"""

PR #57, opened 2020-05-04
Bump ObservedGeneration at the beginning of reconcilation.

markusthoemmes:
## Proposed Changes

`ObservedGeneration` informs the consumer that a reconciler has looked at a rolled out change to `Generation`. This is very useful to determine if a state has already been reconciled by only looking at the respective resource.

For example: If I roll out a change to the spec, initially my status will be "Ready", but Generation will be 2, ObservedGeneration will be 1. I now know that I cannot rely on that Ready state, because my last updated hasn't even been reconciled. I can only rely on it if Generation == ObservedGeneration which is a general pattern.

**Release Note**

```release-note
NONE
```

### DIFF
--- a/pkg/reconciler/knativeeventing/knativeeventing.go
+++ b/pkg/reconciler/knativeeventing/knativeeventing.go
@@ -112,6 +112,7 @@ func (r *Reconciler) FinalizeKind(ctx context.Context, original *eventingv1alpha
 func (r *Reconciler) ReconcileKind(ctx context.Context, ke *eventingv1alpha1.KnativeEventing) pkgreconciler.Event {
 	logger := logging.FromContext(ctx)
 	ke.Status.InitializeConditions()
+	ke.Status.ObservedGeneration = ke.Generation
 
 	logger.Infow("Reconciling KnativeEventing", "status", ke.Status)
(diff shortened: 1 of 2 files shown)


houshengbo:
@markusthoemmes I am not sure how you are going to use .Status.ObservedGeneration

markusthoemmes:
@houshengbo the general use-case is to be sure that somethign is really "Ready".

For example: If I roll out a change to the spec, initially my status will be "Ready", but Generation will be `2`, `ObservedGeneration` will be `1`. I now know that I cannot rely on that `Ready` state, because my last updated hasn't even been reconciled. I can only rely on it if `Generation == ObservedGeneration` which is a general pattern.

jcrossley3:
You should include that example in the description @markusthoemmes because I had no idea how it would be used either. Thanks for asking @houshengbo

markusthoemmes:
Done, sorry, I assumed it's a known construct.

houshengbo:
@markusthoemmes @jcrossley3 If we want to know the CR is READY, do we need to check (CR.IsReady() && Generation == ObservedGeneration) as a combination in all our test cases to determine if it is ready?

PR #60, opened 2020-05-04
WIP: Add a global predicate to the manifest

houshengbo:
Fixes #

## Proposed Changes

* This PR added a global predicate effective on a reconciler scope. Each time manifest is applied, this predicate is used as filter.
* One use case this PR resolves is that when users specify the custom knative ingress and local gateways, we do not need to install the default gateways.

**Release Note**

```release-note

```

### DIFF
--- a/pkg/reconciler/common/manifestWithPolicy.go
+++ b/pkg/reconciler/common/manifestWithPolicy.go
@@ -1,0 +1,27 @@
+/*
+Copyright 2020 The Knative Authors
+
+Licensed under the Apache License, Version 2.0 (the "License");
+you may not use this file except in compliance with the License.
+You may obtain a copy of the License at
+
+    http://www.apache.org/licenses/LICENSE-2.0
+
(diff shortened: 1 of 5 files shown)


markusthoemmes:
And how would this global predicate be specified?

jcrossley3:
Does this have any benefit until we change the API to allow the user to choose an ingress? If not, it seems a little like "the tail wagging the dog". In other words, let's let the API drive the structure. Of course, I may be totally misunderstanding the intent here.

houshengbo:
@jcrossley3 No benefits in terms of ingress selection.

I am too dedicated to the current code structure. Currently, we need to use local cluster gateway and knative ingress gateway in the CR, to determine if we use the default gateways or custom gateways.

My first intention is to resolve the scenario that if users use their custom gateways in istio, then we do not need to install local cluster gateway and knative ingress gateway any more. I find it even difficult to convince myself to use a global predicate.

However, let's figure out the ingress selection first. Forget about this change.

PR #62, opened 2020-05-05
Align Eventing conditions with Serving conditions.

markusthoemmes:
## Proposed Changes

One more step towards reusable functions between Eventing and Serving: This aligns the conditions and helpers for setting those conditions between Eventing and Serving.

For now, the helper code is mostly a copy. Potential collapsing of the repetetiveness might come later. This is more about the calling site than it is about the definition site.

**Release Note**

```release-note
NONE
```

### DIFF
--- a/pkg/apis/operator/v1alpha1/knativeeventing_lifecycle_test.go
+++ b/pkg/apis/operator/v1alpha1/knativeeventing_lifecycle_test.go
@@ -35,103 +35,103 @@ func TestKnativeEventingGroupVersionKind(t *testing.T) {
 }
 
 func TestKnativeEventingHappyPath(t *testing.T) {
-	ks := &KnativeEventingStatus{}
-	ks.InitializeConditions()
+	ke := &KnativeEventingStatus{}
+	ke.InitializeConditions()
 
-	apistest.CheckConditionOngoing(ks, DependenciesInstalled, t)
-	apistest.CheckConditionOngoing(ks, DeploymentsAvailable, t)
-	apistest.CheckConditionOngoing(ks, InstallSucceeded, t)
+	apistest.CheckConditionOngoing(ke, DependenciesInstalled, t)
+	apistest.CheckConditionOngoing(ke, DeploymentsAvailable, t)
+	apistest.CheckConditionOngoing(ke, InstallSucceeded, t)
 
 	// Install succeeds.
-	ks.MarkInstallSucceeded()
+	ke.MarkInstallSucceeded()
 	// Dependencies are assumed successful too.
-	apistest.CheckConditionSucceeded(ks, DependenciesInstalled, t)
-	apistest.CheckConditionOngoing(ks, DeploymentsAvailable, t)
-	apistest.CheckConditionSucceeded(ks, InstallSucceeded, t)
+	apistest.CheckConditionSucceeded(ke, DependenciesInstalled, t)
+	apistest.CheckConditionOngoing(ke, DeploymentsAvailable, t)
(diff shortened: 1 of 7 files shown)


markusthoemmes:
@jcrossley3 not sure if that's really "possible" with the current scheme. We can have Version on there no problem but I'm not so sure about the condition stuff. Let's do that in a followup?

jcrossley3:
@markusthoemmes as long as you don't name it `Status` which would conflict with the one from the duckv1 package, I think you're good. It will muddy up the literals, of course, but it should be straightforward, no?

markusthoemmes:
@jcrossley3 I think the "issue" is that the conditionSet is a global singleton and not captured by the type itself. The lifecycle functions capture that global conditionSet and do stuff based on it so we'd have to see how we can generalize that.

markusthoemmes:
I guess we could **potentially** use the same conditionset for both, but that'd mean that they can't diverge at all which is not necessarily an assumption I'd like to take right now.

jcrossley3:
I'm absolutely assuming the conditionSet will be identical for both, as well as the other status fields.

markusthoemmes:
I don't. Once we add "Ingress" into Serving, we might want to surface its readiness in a separate condition for example.

jcrossley3:
`DependenciesInstalled` and `DependenciesAvailable` BOOM!

markusthoemmes:
I think that's the wrong condition to use. I thought DependenciesInstalled is for **external** dependencies, i.e.: Handled by an external actor and not by this operator at all.

jcrossley3:
No. I think of it as a placeholder or hook. There's nothing preventing this operator from using it, and I expect it will once ingress selection becomes a part of our API. We never want to do anything that would prevent downstream operators from using it, too, of course.

markusthoemmes:
That will though. It needs to remain untouched by this operator to be usable from a downstream operator. Else they will trample each other's state.

jcrossley3:
They will need to coordinate, that's true.

markusthoemmes:
So, in terms of staging things and merges: I intended to land the interfaces first and not go into too much detail on how best to consolidate code on the definition site.

Once the interfaces are landed, we can separately move definition site consolidation (i.e. making the type definitions more dense) and caller consolidation (reusing business logic) forward.

I think it's valuable for us to move forward, especially looking at business logic reuse. I'm happy to discuss this as part of the definition site consolidation at a later stage. Does that make sense?

pkg/apis/operator/v1alpha1/knativeeventing_lifecycle_test.go
```diff
@@ -44,226 +34,104 @@ func TestKnativeEventingGroupVersionKind(t *testing.T) {
...
-func TestKnativeEventingStatusGetCondition(t *testing.T) {
-	ke := &KnativeEventingStatus{}
-	if a := ke.GetCondition(InstallSucceeded); a != nil {
-		t.Errorf("empty EventingStatus returned %v when expected nil", a)
-	}
-	mc := &apis.Condition{
-		Type:   InstallSucceeded,
-		Status: corev1.ConditionTrue,
+func TestKnativeEventingHappyPath(t *testing.T) {
+	ks := &KnativeEventingStatus{}
```
houshengbo, line 38: We better continue to use the name `ke`

markusthoemmes: Sure, done.

houshengbo:
/lgtm
It looks good to me by aligning Eventing conditions with serving's.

"""

*Exercise directions*. Type out again, exactly as written, the lines from the beginning of the material through the one containing "context.Context, original *eventingv1alpha".

*Solution*.
PR #57, opened 2020-05-04
Bump ObservedGeneration at the beginning of reconcilation.

markusthoemmes:
## Proposed Changes

`ObservedGeneration` informs the consumer that a reconciler has looked at a rolled out change to `Generation`. This is very useful to determine if a state has already been reconciled by only looking at the respective resource.

For example: If I roll out a change to the spec, initially my status will be "Ready", but Generation will be 2, ObservedGeneration will be 1. I now know that I cannot rely on that Ready state, because my last updated hasn't even been reconciled. I can only rely on it if Generation == ObservedGeneration which is a general pattern.

**Release Note**

```release-note
NONE
```

### DIFF
--- a/pkg/reconciler/knativeeventing/knativeeventing.go
+++ b/pkg/reconciler/knativeeventing/knativeeventing.go
@@ -112,6 +112,7 @@ func (r *Reconciler) FinalizeKind(ctx context.Context, original *eventingv1alpha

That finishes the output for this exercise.